Differential Complexes in Time-Periodic Gelfand-Shilov Spaces

TL;DR

This paper investigates the solvability and hypoellipticity of differential complexes on time-periodic Gelfand-Shilov spaces, extending previous scalar operator results to systems with time-dependent coefficients.

Contribution

It introduces a natural differential complex generated by evolution operators with time-dependent coefficients and characterizes its global solvability and hypoellipticity in ultradistributional spaces.

Findings

Complete characterization of solvability via Diophantine conditions

Extension of scalar operator results to differential complexes

Analysis of hypoellipticity in ultradistributional settings

Abstract

We study the global solvability of a class of differential complexes on the product manifold $\mathbb{T}^m \times \mathbb{R}^n$ associated with systems of evolution operators of the form $L_r = \partial_{t_r} + ia_r(t)P(x,D_x), r=1,\ldots,m,$ where the coefficients $a_r$ are real-valued Gevrey functions on the torus and $P(x,D_x)$ is a globally elliptic normal differential operator on $\mathbb{R}^n$. Within the framework of time-periodic Gelfand--Shilov spaces, we introduce a natural differential complex generated by these operators and investigate its solvability in both functional and ultradistributional settings.
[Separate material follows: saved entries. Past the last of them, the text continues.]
PR #1094, opened 2024-02-15
More coverage of instantiation

ckormanyos:
The purpose of this PR is to cover most of the remaining [`instantiate.hpp`](https://github.com/boostorg/math/blob/develop/test/compile_test/instantiate.hpp).

As a first step, however, remove `BOOST_MATH_NO_DISTRIBUTION_CONCEPT_TESTS` and let's see if instantiation sinply now compiles and runs in standalone (it was previously excluded from standalone).

### DIFF
--- a/include/boost/math/tools/config.hpp
+++ b/include/boost/math/tools/config.hpp
@@ -31,6 +31,7 @@
 
 #define BOOST_PREVENT_MACRO_SUBSTITUTION
 #define BOOST_MATH_NO_REAL_CONCEPT_TESTS
+#define BOOST_MATH_NO_DISTRIBUTION_CONCEPT_TESTS
 #define BOOST_MATH_NO_LEXICAL_CAST
 
 // Since Boost.Multiprecision is in active development some tests do not fully cooperate yet.
--- a/include/boost/math/tools/config.hpp
+++ b/include/boost/math/tools/config.hpp
@@ -31,7 +31,6 @@
 
 #define BOOST_PREVENT_MACRO_SUBSTITUTION
 #define BOOST_MATH_NO_REAL_CONCEPT_TESTS
-#define BOOST_MATH_NO_DISTRIBUTION_CONCEPT_TESTS
 #define BOOST_MATH_NO_LEXICAL_CAST
 
 // Since Boost.Multiprecision is in active development some tests do not fully cooperate yet.
--- a/include/boost/math/tools/throw_exception.hpp
+++ b/include/boost/math/tools/throw_exception.hpp
@@ -24,7 +24,19 @@
 
 #else // Standalone mode - use standard library facilities
 
-#define BOOST_MATH_THROW_EXCEPTION(expr) throw expr;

We provide a complete characterization of global solvability in terms of a Diophantine condition involving the constant part of the associated $1$-form and the spectrum of $P$. We also analyze global hypoellipticity of the complex. These results extend previous works on scalar operators and constant coefficient systems to the setting of differential complexes with time-dependent real coefficients.